Горячие губы, неспешно ласкающие мои, мигом выбили все мысли из головы, кроме одной.
Врежу! Вот прямо сейчас возьму и...
Я хотела было замахнуться на него клинком, но, подняв руку и заметила, что Аттикус словно только и ждал этого, а теперь легко прервал поцелуй и был готов уклоняться от удара. Проклятый манипулятор! Я поспешно отбросила нож в сторону, испугавшись того, что могла оказаться в весьма неудобном положении, если бы лезвие поранило Аттикуса.
Во-первых, стало бы неловко перед Маркусом, что я причинила вред его другу. Во-вторых, при виде крови мне стало бы плохо, и я даже могла бы потерять сознание прямо здесь, на этой вот темной лестнице. Ну, и в третьих, конечно, резать людей нехорошо. Даже если это Аттикус.

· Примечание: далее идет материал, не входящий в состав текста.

PR #195, opened 2022-08-22
Do not test FileWatching on macos

gbaraldi:
Macos does some odd stuff with event handling, I tried disabling some of the main culprit tests on the julia repo, but it seems they are all unreliable so I'd rather disable them all while we find some solution to it.

Maybe test them during the nightly run only just to keep coverage?


staticfloat:
Closing as no longer needed, per Gabriel's comments to me on slack.

PR #196, opened 2022-08-23
When running the tests, set the `JULIA_TEST_IS_BASE_CI` environment variable to `true`

DilumAluthge:


DilumAluthge:
@gbaraldi In the FileWatching tests, you can skip the FileWatching tests if `(get(ENV, "JULIA_TEST_IS_BASE_CI", "" == "true") && Sys.isapple()`.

Звякнув, нож упал на ступени и коварно блеснул в свете факелов, словно хотел сказать: "Ну, ничего, моё время ещё придёт!"
Да что же это такое! Что этот мужчина со мной делает?

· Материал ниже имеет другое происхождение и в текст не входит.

PR #199, opened 2022-09-11
Build the PDF docs on Buildkite

DilumAluthge:
Ref https://github.com/JuliaCI/julia-buildkite/issues/198

### DIFF
--- a/pipelines/main/misc/pdf_docs/build_pdf_docs.yml
+++ b/pipelines/main/misc/pdf_docs/build_pdf_docs.yml
@@ -22,15 +22,11 @@ steps:
                 # Include `/cache/repos` so that our `git` version introspection works.
                 - "/cache/repos:/cache/repos"
         commands: |
-          # echo "--- Download pre-built julia, extract into usr/"
-          # buildkite-agent artifact download --step "build_x86_64-linux-gnu" 'julia-*-linux-x86_64.tar.gz' .
-          # mkdir -p ./usr
-          # tar -C ./usr --strip-components=1 -zxf julia-*-linux-x86_64.tar.gz
-          # ln -s ./usr/bin/julia ./julia
-
-          echo "--- Build Julia"
-          make -j$${JULIA_CPU_THREADS:?}
-          make install
+          echo "--- Download pre-built julia, extract into usr/"
+          buildkite-agent artifact download --step "build_x86_64-linux-gnu" 'julia-*-linux-x86_64.tar.gz' .
+          mkdir -p ./usr
+          tar -C ./usr --strip-components=1 -zxf julia-*-linux-x86_64.tar.gz
+          ln -s ./usr/bin/julia ./julia
 
           echo "--- Print Julia version info"
           export JULIA_NUM_THREADS=1
--- a/pipelines/main/misc/pdf_docs/build_pdf_docs.yml
+++ b/pipelines/main/misc/pdf_docs/build_pdf_docs.yml
@@ -1,0 +1,55 @@
+steps:
+  - group: "Check"
+    steps:
+      - label: "pdf_docs_build"
+        key: pdf_docs_build
+        # depends_on:
+        #   - "build_x86_64-linux-gnu"
+        plugins:
+          - JuliaCI/external-buildkite#v1:
+              version: "./.buildkite-external-version"
+              repo_url: "https://github.com/JuliaCI/julia-buildkite"
+          - JuliaCI/julia#v1:
+              # Drop default "registries" directory, so it is not persisted from execution to execution
+              persist_depot_dirs: packages,artifacts,compiled
+              version: '1'
+          - staticfloat/sandbox#v1:
+              rootfs_url: https://github.com/JuliaCI/rootfs-images/releases/download/v5.38/latex.x86_64.tar.gz
+              rootfs_treehash: "be2d12d899ee334c470a79f6d3f3faa4e63c7c3c"
+              uid: 1000
+              gid: 1000
+              workspaces:
+                # Include `/cache/repos` so that our `git` version introspection works.
+                - "/cache/repos:/cache/repos"
+        commands: |
+          # echo "--- Download pre-built julia, extract into usr/"
+          # buildkite-agent artifact download --step "build_x86_64-linux-gnu" 'julia-*-linux-x86_64.tar.gz' .
+          # mkdir -p ./usr
+          # tar -C ./usr --strip-components=1 -zxf julia-*-linux-x86_64.tar.gz
+          # ln -s ./usr/bin/julia ./julia
+
+          echo "--- Build Julia"
+          make -j$${JULIA_CPU_THREADS:?}
+          make install
+
+          echo "--- Print Julia version info"
+          export JULIA_NUM_THREADS=1
+          ./julia -e 'using InteractiveUtils; InteractiveUtils.versioninfo()'
+
+          echo "--- Set some environment variables and create some directories"
+          export DOCUMENTER_LATEX_DEBUG="$$(pwd)/latex-debug-logs"
+          mkdir -p $${DOCUMENTER_LATEX_DEBUG:?}
+          echo "DOCUMENTER_LATEX_DEBUG is $${DOCUMENTER_LATEX_DEBUG:?}"
+
+          echo "--- Build the PDF"
+          ./julia .buildkite/pipelines/main/misc/pdf_docs/make.jl
+
+          echo "--- Upload the PDF files as Buildkite artifacts"
+          find . -type f -name "*.pdf"
+          find . -type f -name "*.pdf" -exec buildkite-agent artifact upload {} \;
+        timeout_in_minutes: 120
+        agents:
+          queue: "julia"
+          sandbox_capable: "true"
+          os: "linux"
+          arch: "x86_64"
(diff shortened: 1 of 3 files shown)


DilumAluthge:
@mortenpi After I run `make.jl`, where does it save the PDF files?

mortenpi:
> After I run `make.jl`, where does it save the PDF files?

I think the `make.jl` copies it into `JULIA_DOCS_TMP`.

However, I am not sure that it makes sense to borrow the `make.jl` script from the other repo at all. Couldn't we just call

```
make -C $(JULIA_SOURCE)/doc pdf texplatform=docker JULIA_EXECUTABLE=$(julia_exec)
```

in the YAML and then pass the PDF on to the `deploy_docs` pipeline?

The latter would also have to be modified a little of course. The PDFs get deployed onto the `assets` branch of the repo, and we also overwrite the history on every push.

Also, cc @fredrikekre since he's more familiar with the PDF deployment.

DilumAluthge:
@staticfloat It's failing to load the rootfs. Maybe it's running out of disk space?

pipelines/main/misc/pdf_docs/build.yml
```diff
@@ -0,0 +1,63 @@
...
+          - JuliaCI/external-buildkite#v1:
+              version: "./.buildkite-external-version"
+              repo_url: "https://github.com/JuliaCI/julia-buildkite"
+          - JuliaCI/julia#v1:
+              # Drop default "registries" directory, so it is not persisted from execution to execution
+              persist_depot_dirs: packages,artifacts,compiled
+              version: '1'
+          - staticfloat/sandbox#v1:
+              rootfs_url: https://github.com/JuliaCI/rootfs-images/releases/download/v5.32/python_latex_kitchen_sink.x86_64.tar.gz
+              rootfs_treehash: "0000000000000000000000000000000000000000"
```
staticfloat, line 18: I assume you need to provide an actual treehash here?  :P

DilumAluthge:
What are the possible values for `texplatform`? Docker isn't available here, but we do have LaTeX already installed in this rootfs image.

mortenpi:
I guess as you figured out, the `texplatform=..` part can be omitted, in which case it uses the "native" backend (i.e. local installation). Do we have the full distro on rootfs? And it also requires some custom fonts to be installed.

Here is the Dockerfile that sets up the Docker image: https://github.com/JuliaDocs/DocumenterLaTeX.jl/blob/master/docker/Dockerfile

DilumAluthge:
We should have everything we need in the existing rootfs image, but we can make a new one if need be.

Right now the build is failing, but I'm not sure what the cause is.

mortenpi:
What's the working directory [here](https://buildkite.com/julialang/julia-buildkite/builds/890#01832eb2-f263-4908-81ac-4b5b65e8b3f6/476-485)? I see on 477 that `make: Entering directory '/cache/build/default-amdci5-1/julialang/julia-buildkite/doc` which is different from [573](https://buildkite.com/julialang/julia-buildkite/builds/890#01832eb2-f263-4908-81ac-4b5b65e8b3f6/476-573) where `SystemError: opening file "/cache/build/default-amdci5-1/julialang/julia-buildkite/pdf/build/doc/UnicodeData.txt"`.

DilumAluthge:
Oh maybe it's because I set the `BUILDROOT` environment variable. Let me comment that out.

pipelines/main/misc/build_pdf_docs.yml
```diff
@@ -0,0 +1,62 @@
...
+          echo "DOCUMENTER_LATEX_DEBUG is $${DOCUMENTER_LATEX_DEBUG:?}"
+          echo "JULIA_EXECUTABLE is $${JULIA_EXECUTABLE:?}"
+          echo "JULIA_SOURCE is $${JULIA_SOURCE:?}"
+
+          echo "--- Make PDF"
+          make -C doc pdf JULIA_EXECUTABLE=$${JULIA_EXECUTABLE:?}
+
+          echo "--- Upload the latex debug logs"
+          tar czvf latex-debug-logs.tar.gz $${DOCUMENTER_LATEX_DEBUG}
+          buildkite-agent artifact upload latex-debug-logs.tar.gz
```
mortenpi, line 52: I guess this part didn't run when `make` failed?

mortenpi:
Alright, it looks like it complains about [Pygments](https://pygments.org/docs/cmdline/) being missing:

```
! Package minted Error: You must have `pygmentize' installed to use this package.
```

`sudo apt install python-pygments` ought to be enough for this one. But after that we'll probably still be missing some fonts.

DilumAluthge:
We'll likely need to make a separate rootfs image just for this job.

https://github.com/JuliaCI/rootfs-images/pull/224

mortenpi:
Hmm.. is `make` missing from the new rootfs image? And Documenter also needs `git`, which I think might also be missing?

DilumAluthge:
https://github.com/JuliaCI/rootfs-images/pull/225

DilumAluthge:
Okay, it looks like the PDF was built successfully.

@mortenpi Would you mind looking at the PDF (which was uploaded as a Buildkite artifact) and making sure it looks correct?

DilumAluthge:
@staticfloat In this PR, we build Julia in the `build_pdf_docs` job. I had trouble getting the "use a pre-built Julia" to work.

In a follow-up PR, we can switch the `build_pdf_docs` job to using a pre-built Julia, but for this PR, it might be easier to leave it as-is so that we can get this PR merged relatively quickly.

pipelines/main/misc/pdf_docs/build_pdf_docs.yml
```diff
@@ -0,0 +1,55 @@
...
+                # Include `/cache/repos` so that our `git` version introspection works.
+                - "/cache/repos:/cache/repos"
+        commands: |
+          # echo "--- Download pre-built julia, extract into usr/"
+          # buildkite-agent artifact download --step "build_x86_64-linux-gnu" 'julia-*-linux-x86_64.tar.gz' .
+          # mkdir -p ./usr
+          # tar -C ./usr --strip-components=1 -zxf julia-*-linux-x86_64.tar.gz
+          # ln -s ./usr/bin/julia ./julia
+
+          echo "--- Build Julia"
```
giordano, line 31: Why does this need to build julia? Can't it use the existing binary from a build on the same trigger?

DilumAluthge: Yes, it should. I was just running into weird errors when I tried that initially. (`make` was complaining that it couldn't find a Fortran compiler.)

So I switched to building Julia just to get this PR working quickly, so that we can merge it and start using Buildkite to deploy the PDF manual.

staticfloat:
It should be identical to the `doctest` builder.  Also, why aren't we just adding this on to the end of the `doctest` builder?  Because we need `pdflatex`?  Why not try switching the `doctest` builder to the new `latex` rootfs you have here and building the HTML and PDF docs at once?

DilumAluthge:
> Also, why aren't we just adding this on to the end of the `doctest` builder?

This was intentional. It seems to me that the PDF build currently breaks a lot. And I didn't want a broken PDF build to prevent the regular (i.e. HTML) docs from being deployed. So I figured we'd keep them separate, at least initially, so that we can monitor the stability of the PDF build for a while.

mortenpi:
The PDF looks fine to me! I think we just now need a variant of the  `deploy_docs.yml` job to actually push the PDF to the `assets` branch?

> This was intentional. It seems to me that the PDF build currently breaks a lot. And I didn't want a broken PDF build to prevent the regular (i.e. HTML) docs from being deployed.

I think this is a fair concern. I suppose they could be in the same builder if it is somehow possible to split things into independent-ish steps on Buildkite?

pipelines/main/misc/pdf_docs/build_pdf_docs.yml
```diff
@@ -0,0 +1,51 @@
...
+          export DOCUMENTER_LATEX_DEBUG="$$(pwd)/latex-debug-logs"
+          mkdir -p $${DOCUMENTER_LATEX_DEBUG:?}
+          echo "DOCUMENTER_LATEX_DEBUG is $${DOCUMENTER_LATEX_DEBUG:?}"
+
+          echo "--- Build the PDF"
+          ./julia .buildkite/pipelines/main/misc/pdf_docs/make.jl
+
+          echo "--- Upload the PDF files as Buildkite artifacts"
+          find . -type f -name "*.pdf"
+          find . -type f -name "*.pdf" -exec buildkite-agent artifact upload {} \;
```
staticfloat, line 45: Are we uploading too many `.pdf` files?

image

pipelines/main/misc/pdf_docs/build_pdf_docs.yml
DilumAluthge: We are now using a pre-built Julia.

pipelines/main/misc/pdf_docs/build_pdf_docs.yml
DilumAluthge, line 45:
```suggestion
          cd doc/_build/pdf/en && buildkite-agent artifact upload TheJuliaLanguage.pdf
```

DilumAluthge: Should be resolved by https://github.com/JuliaCI/julia-buildkite/pull/199/commits/efeb5dff3cebd304ea80c2ffcfc806e84ca5df26

DilumAluthge:
The core functionality is here. We use a pre-built Julia, build the PDF, and upload it as a Buildkite artifact.

I'm going to merge this now so that we can start running it on Base Julia (and thus catch any regressions). The signed pipeline to upload the PDF to the correct GitHub repo can be done in a follow-up PR.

— Зачем сунул мне в руки опасное оружие?! — возмутилась я. — Я ведь могла ранить тебя... или сама порезаться....
Но чёрт с ним, с ножом.
А поцелуй? А прижимания к стене! Да, сейчас было понятно, что он не всерьёз, но нельзя так обращаться с только прибывшими в чужой мир гостями!
— И вообще, ты напугал меня! — возмутилась я ещё больше и выразительнее, чтобы даже до такого, как этот тип, дошло, что я не шучу.
Он ухмыльнулся, и я готова была ринуться за отброшенным ножом, только чтобы поскорее стереть эту ухмылку с его наглой физиономии.
— Брось, после стольких совместных и наверняка жарких ночей тебя мог напугать один поцелуй со мной? — спросил он так просто, что я, наконец, собралась с мыслями и эмоциями и от души залепила ему пощёчину.
— Терпимо, — прикасаясь кончиками пальцев к щеке и прислушиваясь к ощущениям, заметил он. — Всё не так уж и плохо!
— Не плохо?! Ты в своём уме? Что ты творишь? — я всё же решила метнуться к ножу, но ловкие руки Аттикуса перехватили меня и крепко сжали в объятьях.
Он вновь наклонился к моему уху и принялся объяснять что-то, но я с трудом могла слушать его.
— Извини. Хорошо? Извини за поцелуй, — он посмотрел на меня, ожидая, что я что-то отвечу, но я лишь фыркнула, и он продолжил: — Видишь? Я могу просить прощения, когда действительно виноват. Ты простила меня?
— Отпусти, — прошипела сдавленно: в этот раз объятия были чересчур крепкими. Он прижимался так сильно, что я ощутила что-то твёрдое в районе его бедер, и от этого меня замутило, до того отвратительным стал казаться Аттикус.
— Отпущу, как только простишь, — его шёпот противно щекотал ухо, и я готова была согласиться на многое, лишь бы этот унизительный формат общения закончился.
— Прощаю, — скрипнув зубами, выдохнула я, и Аттикус быстро отпустил меня, но первым делом поднял нож и сунул его в висящие на поясе ножны. Так это были ножны... Хоть что-то хорошее.
— Извини, правда, — произнёс он серьёзно. — Я должен был убедиться, что и я с тобой в безопасности, — я глянула на него так, что он растерялся: — А что? Думаешь, только тебе нужны гарантии? Я, знаешь ли, привык, что меня ненавидят, но твоя ненависть — особый случай, такого прежде не случалось. Мало ли, попросишь посторожить тебя ночью... ну, или развлечь... А потом прикончишь! Не злись, один невинный поцелуй — не такая высокая плата за осознание безопасности. И твоей, и моей.
— Моей? — опешила я.
— Ну да. Смотри. У меня был нож, это раз. Мы были одни в башне, и я мог позволить себе... ну, например, не такой невинный поцелуй, какой был... Показать? — нахальству этого типа не было предела, и я лишь зло посмотрела на него.